◆ **DATA FOR THIS TASK**
PR #430, opened 2026-02-13
gh-429: Updated CI pipeline and pyproject.toml minimally

### LINKED ISSUE #429: Improve and fix CI pipeline for tests of external codes
## 📝 Issue Summary

External codes like euclidemu2, need numerical/scientific libraries like gsl, requiring a CI pipeline with a mamba environment that is reproducible and robust.

### ✅ Expected Outcome

- **Goal 1**: Mamba environment installation in the CI pipeline
- **Goal 2**: All current tests passing
-  **Goal 3**: Tests for branch 367-euclidemu2 #368 should pass 

### 📌 Additional Notes

This should be merged before [368](https://github.com/cloe-org/cloelib/pull/368)

Following similar steps as for cloelike in : https://github.com/cloe-org/cloelike/pull/102/changes#top

santiagocasas:
### ✅ Summary

This PR modernizes the test CI workflow to use a dedicated Mamba environment file and installs backend dependencies through `pyproject.toml` extras instead of hardcoded CI package installs.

◆ **INSTRUCTIONS FOR THE TASK**
Word for word, set down the lines from the beginning of the records through the line that holds "### ✅ Expected Outcome". Leave out the rest.

◆ **REPLY TO THE EXERCISE**
PR #430, opened 2026-02-13
gh-429: Updated CI pipeline and pyproject.toml minimally

### LINKED ISSUE #429: Improve and fix CI pipeline for tests of external codes
## 📝 Issue Summary

External codes like euclidemu2, need numerical/scientific libraries like gsl, requiring a CI pipeline with a mamba environment that is reproducible and robust.

### ✅ Expected Outcome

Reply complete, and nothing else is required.